For the word "used", count the lines in the records below that include it and give only that number.

(Stored records)

_ _ _ _ _ _ _

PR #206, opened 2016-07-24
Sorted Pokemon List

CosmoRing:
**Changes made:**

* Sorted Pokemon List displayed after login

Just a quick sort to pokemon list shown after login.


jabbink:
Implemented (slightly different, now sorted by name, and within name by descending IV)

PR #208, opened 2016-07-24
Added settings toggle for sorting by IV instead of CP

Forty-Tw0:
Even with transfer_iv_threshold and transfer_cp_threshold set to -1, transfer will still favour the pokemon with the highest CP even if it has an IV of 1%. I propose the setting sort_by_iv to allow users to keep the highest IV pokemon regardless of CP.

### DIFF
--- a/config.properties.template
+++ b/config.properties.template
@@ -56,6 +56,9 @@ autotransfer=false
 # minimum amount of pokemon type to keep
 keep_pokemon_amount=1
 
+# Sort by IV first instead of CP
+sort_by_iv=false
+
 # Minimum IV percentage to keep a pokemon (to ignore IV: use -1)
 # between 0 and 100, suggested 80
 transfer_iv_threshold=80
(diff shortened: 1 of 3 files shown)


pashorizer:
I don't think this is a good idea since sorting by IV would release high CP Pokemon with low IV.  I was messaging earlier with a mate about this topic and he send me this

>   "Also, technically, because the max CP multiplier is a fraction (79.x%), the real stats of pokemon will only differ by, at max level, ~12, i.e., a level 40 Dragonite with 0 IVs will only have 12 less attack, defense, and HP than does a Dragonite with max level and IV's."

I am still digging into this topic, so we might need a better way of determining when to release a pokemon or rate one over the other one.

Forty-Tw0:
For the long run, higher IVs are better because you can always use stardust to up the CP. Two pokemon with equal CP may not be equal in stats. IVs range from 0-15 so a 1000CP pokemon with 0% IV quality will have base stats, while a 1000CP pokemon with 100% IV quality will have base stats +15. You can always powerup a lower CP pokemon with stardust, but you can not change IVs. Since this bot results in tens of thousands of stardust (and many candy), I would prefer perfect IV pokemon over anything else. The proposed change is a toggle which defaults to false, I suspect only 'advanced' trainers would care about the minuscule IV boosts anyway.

_ _ _ _ _ _ _

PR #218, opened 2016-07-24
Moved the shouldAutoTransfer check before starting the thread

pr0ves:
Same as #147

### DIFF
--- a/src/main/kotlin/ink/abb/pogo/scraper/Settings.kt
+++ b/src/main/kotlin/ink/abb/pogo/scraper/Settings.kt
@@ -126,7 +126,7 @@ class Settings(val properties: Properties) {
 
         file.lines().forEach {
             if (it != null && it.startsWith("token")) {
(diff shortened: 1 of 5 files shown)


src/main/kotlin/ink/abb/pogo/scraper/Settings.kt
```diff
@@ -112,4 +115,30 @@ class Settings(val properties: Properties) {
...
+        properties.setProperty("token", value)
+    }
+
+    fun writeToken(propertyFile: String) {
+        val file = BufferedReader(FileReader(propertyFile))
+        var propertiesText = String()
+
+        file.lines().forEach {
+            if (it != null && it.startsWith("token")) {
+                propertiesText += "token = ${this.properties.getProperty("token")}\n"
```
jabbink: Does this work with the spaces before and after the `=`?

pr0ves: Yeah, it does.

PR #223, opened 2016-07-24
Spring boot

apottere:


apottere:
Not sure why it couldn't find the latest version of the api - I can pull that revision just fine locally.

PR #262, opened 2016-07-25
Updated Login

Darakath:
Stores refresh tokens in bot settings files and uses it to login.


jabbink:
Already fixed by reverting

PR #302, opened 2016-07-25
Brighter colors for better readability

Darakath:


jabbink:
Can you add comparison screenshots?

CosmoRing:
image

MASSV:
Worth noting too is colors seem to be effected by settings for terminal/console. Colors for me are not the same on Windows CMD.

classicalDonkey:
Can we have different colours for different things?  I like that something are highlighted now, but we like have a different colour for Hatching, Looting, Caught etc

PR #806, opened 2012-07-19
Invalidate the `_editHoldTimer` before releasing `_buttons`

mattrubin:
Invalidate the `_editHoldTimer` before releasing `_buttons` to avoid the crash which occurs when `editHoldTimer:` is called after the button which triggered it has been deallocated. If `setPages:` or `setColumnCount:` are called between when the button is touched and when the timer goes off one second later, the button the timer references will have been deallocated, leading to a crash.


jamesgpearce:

_ _ _ _ _ _ _

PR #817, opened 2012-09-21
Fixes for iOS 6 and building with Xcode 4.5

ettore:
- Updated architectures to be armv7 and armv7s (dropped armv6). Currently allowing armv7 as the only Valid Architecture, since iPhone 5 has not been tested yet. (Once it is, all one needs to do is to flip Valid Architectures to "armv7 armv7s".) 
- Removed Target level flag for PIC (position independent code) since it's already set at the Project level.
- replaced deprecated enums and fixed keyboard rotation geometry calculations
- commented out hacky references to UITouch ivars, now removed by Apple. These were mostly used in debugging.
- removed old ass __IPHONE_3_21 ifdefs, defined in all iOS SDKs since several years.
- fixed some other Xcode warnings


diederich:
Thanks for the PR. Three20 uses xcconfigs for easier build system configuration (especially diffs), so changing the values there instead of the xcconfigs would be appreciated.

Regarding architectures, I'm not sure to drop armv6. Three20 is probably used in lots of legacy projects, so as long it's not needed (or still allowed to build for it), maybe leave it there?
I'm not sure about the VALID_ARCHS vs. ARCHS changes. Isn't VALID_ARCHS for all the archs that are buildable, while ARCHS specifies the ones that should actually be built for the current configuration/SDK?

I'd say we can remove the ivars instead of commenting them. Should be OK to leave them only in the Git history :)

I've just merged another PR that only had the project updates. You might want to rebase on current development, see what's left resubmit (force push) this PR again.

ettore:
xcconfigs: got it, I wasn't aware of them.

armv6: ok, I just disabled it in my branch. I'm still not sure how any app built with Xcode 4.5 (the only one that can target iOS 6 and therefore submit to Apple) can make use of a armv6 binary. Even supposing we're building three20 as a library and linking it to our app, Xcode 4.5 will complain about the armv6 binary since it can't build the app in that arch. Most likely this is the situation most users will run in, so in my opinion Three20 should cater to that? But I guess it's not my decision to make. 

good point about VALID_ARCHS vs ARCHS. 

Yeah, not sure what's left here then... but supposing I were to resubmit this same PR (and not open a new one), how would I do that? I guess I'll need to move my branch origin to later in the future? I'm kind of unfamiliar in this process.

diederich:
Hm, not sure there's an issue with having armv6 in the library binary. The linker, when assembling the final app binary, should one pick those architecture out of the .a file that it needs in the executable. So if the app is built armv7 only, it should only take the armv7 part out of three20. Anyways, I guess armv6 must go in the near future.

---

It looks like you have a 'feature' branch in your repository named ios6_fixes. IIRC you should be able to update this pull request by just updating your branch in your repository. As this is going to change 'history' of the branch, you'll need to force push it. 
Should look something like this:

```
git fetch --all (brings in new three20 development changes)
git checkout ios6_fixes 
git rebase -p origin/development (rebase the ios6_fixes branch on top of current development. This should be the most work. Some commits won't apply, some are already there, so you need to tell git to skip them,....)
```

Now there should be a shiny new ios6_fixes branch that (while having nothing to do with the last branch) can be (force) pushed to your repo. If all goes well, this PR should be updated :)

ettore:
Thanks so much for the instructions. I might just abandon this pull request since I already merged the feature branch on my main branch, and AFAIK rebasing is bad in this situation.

_ _ _ _ _ _ _

[ANSWER AREA]: 2